● **Exercise goal**: Pick each line containing "shortened" out of the records.

══════════════════════════════

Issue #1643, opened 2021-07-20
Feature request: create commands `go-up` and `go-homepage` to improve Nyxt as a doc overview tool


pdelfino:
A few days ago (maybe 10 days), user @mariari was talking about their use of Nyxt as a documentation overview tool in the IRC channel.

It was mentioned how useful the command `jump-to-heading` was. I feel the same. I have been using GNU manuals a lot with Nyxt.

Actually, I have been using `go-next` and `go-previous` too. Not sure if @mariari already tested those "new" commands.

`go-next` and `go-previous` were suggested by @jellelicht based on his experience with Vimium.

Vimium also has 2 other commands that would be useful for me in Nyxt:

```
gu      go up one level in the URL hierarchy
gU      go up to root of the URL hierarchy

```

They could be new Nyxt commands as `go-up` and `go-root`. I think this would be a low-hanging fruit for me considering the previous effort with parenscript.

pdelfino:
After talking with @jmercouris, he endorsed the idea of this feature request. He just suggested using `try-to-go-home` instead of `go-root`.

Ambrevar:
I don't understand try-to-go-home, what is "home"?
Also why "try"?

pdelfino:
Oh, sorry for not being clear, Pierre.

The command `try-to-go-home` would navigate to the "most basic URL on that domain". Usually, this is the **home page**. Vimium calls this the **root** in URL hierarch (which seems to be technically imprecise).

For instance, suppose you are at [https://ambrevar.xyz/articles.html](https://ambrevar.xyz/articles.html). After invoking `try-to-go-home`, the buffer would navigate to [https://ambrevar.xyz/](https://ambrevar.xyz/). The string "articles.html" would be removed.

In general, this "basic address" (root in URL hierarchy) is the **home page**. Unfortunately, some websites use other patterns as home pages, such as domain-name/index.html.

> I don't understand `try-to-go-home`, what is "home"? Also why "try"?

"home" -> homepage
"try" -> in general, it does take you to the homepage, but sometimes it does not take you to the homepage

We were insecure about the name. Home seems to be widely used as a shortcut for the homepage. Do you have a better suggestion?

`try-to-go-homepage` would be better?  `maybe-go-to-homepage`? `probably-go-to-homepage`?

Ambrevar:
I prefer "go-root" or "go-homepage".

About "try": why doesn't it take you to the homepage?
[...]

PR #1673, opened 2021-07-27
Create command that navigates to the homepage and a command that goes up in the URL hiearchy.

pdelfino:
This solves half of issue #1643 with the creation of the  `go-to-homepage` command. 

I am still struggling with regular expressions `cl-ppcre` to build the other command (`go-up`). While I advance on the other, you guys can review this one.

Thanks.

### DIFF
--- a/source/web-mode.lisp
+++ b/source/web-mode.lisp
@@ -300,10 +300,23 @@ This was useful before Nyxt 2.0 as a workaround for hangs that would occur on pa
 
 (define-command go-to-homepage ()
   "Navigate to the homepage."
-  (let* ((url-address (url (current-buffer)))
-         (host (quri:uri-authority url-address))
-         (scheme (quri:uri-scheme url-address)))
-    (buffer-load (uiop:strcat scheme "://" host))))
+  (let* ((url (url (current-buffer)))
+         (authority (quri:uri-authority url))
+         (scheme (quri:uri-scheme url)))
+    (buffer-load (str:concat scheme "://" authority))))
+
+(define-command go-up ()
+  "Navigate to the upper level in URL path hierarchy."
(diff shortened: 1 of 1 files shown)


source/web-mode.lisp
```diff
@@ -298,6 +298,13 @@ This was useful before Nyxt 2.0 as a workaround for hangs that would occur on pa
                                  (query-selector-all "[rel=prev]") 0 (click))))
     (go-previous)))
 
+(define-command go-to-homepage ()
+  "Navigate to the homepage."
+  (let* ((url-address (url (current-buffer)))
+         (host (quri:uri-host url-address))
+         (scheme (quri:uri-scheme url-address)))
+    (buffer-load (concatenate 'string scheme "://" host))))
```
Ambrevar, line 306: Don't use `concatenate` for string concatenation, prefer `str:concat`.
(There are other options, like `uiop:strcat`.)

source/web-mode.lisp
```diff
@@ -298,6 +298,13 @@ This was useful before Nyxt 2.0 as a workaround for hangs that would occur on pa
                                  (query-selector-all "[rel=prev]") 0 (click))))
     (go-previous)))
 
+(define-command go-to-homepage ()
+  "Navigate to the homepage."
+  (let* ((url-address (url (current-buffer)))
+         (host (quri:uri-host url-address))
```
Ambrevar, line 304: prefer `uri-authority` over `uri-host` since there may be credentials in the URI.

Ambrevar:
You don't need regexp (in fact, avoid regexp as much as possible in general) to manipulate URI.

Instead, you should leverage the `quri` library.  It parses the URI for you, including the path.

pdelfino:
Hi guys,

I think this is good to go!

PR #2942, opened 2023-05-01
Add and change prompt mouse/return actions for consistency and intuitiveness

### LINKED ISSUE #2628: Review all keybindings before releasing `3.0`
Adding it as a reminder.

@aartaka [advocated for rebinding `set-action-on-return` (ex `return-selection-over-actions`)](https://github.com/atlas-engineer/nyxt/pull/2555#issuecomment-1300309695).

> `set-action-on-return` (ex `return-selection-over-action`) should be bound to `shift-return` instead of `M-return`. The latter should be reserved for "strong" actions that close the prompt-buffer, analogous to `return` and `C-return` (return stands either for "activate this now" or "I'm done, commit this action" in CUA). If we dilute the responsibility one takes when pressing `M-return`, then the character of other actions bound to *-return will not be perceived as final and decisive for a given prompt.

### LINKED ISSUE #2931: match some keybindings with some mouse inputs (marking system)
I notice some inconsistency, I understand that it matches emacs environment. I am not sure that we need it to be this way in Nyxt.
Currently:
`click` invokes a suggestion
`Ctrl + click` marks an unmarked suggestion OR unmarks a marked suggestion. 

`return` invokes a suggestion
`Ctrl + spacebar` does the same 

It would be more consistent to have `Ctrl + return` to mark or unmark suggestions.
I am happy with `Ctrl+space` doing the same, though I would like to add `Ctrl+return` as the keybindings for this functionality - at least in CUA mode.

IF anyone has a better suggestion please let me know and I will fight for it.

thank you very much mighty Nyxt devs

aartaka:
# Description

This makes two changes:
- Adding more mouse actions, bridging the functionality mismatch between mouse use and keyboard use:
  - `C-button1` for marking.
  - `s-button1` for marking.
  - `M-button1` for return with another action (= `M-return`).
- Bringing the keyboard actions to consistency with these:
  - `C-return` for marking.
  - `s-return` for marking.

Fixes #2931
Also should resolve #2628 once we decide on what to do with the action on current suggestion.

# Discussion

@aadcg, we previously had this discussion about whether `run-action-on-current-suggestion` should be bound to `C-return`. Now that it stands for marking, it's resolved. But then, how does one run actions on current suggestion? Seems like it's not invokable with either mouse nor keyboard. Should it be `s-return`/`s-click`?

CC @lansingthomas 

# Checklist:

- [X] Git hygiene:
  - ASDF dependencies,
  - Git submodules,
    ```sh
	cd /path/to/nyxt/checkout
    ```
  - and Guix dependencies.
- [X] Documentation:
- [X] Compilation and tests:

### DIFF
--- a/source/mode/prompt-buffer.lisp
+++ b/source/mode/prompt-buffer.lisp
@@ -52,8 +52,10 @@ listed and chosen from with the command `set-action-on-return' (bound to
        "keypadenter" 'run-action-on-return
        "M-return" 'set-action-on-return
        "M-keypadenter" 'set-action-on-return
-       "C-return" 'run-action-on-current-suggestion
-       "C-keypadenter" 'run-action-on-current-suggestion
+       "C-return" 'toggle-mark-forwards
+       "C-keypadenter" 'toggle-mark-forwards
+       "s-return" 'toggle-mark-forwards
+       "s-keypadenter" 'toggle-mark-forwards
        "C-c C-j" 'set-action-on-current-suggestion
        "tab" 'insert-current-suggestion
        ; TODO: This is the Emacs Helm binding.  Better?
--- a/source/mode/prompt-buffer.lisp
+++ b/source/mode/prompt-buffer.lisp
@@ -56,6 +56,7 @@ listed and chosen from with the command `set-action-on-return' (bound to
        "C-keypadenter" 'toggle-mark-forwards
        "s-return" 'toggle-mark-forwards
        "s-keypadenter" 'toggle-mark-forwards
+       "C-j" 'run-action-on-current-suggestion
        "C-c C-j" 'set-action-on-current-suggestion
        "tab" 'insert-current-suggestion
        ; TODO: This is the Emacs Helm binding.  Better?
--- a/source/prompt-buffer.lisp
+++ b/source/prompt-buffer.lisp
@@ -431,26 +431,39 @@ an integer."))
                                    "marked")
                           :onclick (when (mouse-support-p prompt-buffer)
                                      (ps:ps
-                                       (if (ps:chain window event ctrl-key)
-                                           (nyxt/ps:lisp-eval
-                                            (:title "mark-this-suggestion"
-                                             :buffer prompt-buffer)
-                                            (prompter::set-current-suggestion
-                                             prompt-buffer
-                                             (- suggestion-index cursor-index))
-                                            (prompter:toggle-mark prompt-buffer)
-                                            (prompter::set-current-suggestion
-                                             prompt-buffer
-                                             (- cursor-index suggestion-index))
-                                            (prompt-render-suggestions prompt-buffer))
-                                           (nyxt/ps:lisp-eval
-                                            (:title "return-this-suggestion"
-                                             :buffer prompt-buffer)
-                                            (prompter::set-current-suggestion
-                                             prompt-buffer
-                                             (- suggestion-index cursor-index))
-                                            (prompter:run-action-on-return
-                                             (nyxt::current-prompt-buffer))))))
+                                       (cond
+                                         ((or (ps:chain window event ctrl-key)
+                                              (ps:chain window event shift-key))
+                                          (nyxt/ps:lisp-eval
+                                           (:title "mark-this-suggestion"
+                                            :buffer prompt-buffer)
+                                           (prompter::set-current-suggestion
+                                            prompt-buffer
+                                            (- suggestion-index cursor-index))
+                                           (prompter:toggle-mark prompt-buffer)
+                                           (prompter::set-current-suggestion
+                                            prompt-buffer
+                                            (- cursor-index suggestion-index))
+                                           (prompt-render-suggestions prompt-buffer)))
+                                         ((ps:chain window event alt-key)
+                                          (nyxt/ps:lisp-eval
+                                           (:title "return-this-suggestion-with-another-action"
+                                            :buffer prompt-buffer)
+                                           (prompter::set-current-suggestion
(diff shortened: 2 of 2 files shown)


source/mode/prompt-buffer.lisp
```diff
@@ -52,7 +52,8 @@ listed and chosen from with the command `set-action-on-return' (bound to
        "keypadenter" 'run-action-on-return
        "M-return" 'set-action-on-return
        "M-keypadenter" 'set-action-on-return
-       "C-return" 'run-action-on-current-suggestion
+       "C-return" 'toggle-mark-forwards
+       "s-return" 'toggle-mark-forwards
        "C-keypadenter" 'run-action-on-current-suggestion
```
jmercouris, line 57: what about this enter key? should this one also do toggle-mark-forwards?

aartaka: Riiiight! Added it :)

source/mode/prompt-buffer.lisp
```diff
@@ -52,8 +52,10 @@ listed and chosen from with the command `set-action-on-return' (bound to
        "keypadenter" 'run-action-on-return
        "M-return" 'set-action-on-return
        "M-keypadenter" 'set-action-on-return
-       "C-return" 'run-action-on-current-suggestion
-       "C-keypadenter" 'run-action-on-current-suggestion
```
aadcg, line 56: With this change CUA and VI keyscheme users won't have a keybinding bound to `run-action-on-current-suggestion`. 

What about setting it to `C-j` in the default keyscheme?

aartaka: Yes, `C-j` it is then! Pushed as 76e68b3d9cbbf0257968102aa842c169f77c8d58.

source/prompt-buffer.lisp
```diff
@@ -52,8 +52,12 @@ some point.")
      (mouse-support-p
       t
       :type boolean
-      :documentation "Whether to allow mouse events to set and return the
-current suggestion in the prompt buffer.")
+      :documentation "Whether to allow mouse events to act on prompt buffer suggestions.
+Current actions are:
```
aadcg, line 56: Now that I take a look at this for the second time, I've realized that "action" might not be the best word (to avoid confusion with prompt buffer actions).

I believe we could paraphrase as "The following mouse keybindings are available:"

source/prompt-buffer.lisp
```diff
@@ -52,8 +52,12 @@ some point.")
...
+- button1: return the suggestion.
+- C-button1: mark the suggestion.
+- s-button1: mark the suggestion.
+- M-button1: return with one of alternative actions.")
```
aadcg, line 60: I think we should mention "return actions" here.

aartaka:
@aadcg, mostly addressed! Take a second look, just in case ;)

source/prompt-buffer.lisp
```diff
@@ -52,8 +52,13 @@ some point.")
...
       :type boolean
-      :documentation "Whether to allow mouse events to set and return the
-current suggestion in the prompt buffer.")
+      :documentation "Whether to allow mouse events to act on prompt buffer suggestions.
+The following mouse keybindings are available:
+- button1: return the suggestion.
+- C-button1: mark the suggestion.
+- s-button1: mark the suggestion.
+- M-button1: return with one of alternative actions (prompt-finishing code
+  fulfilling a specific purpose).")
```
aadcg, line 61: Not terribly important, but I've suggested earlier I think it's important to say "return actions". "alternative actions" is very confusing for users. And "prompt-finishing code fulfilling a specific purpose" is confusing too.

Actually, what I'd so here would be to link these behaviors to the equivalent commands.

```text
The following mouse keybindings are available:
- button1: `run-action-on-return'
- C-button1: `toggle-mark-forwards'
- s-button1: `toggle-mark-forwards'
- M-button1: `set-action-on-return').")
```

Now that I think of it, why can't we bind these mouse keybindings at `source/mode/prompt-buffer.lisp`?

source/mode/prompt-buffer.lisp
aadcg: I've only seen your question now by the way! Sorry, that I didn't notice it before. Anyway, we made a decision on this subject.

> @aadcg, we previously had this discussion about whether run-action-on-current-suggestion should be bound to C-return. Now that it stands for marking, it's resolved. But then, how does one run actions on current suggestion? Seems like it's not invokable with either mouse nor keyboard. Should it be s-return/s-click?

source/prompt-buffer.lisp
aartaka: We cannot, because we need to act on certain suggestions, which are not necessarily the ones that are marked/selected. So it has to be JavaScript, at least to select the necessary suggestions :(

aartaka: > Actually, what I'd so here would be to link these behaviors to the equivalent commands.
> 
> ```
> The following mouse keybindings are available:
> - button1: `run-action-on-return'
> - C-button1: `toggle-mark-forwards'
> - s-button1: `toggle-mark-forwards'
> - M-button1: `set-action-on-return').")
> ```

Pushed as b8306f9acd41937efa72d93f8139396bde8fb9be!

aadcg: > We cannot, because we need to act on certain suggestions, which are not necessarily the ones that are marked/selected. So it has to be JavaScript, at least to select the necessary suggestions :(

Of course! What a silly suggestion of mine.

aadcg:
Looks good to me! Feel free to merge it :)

══════════════════════════════

● **Completed task**:
(diff shortened: 1 of 1 files shown)
(diff shortened: 2 of 2 files shown)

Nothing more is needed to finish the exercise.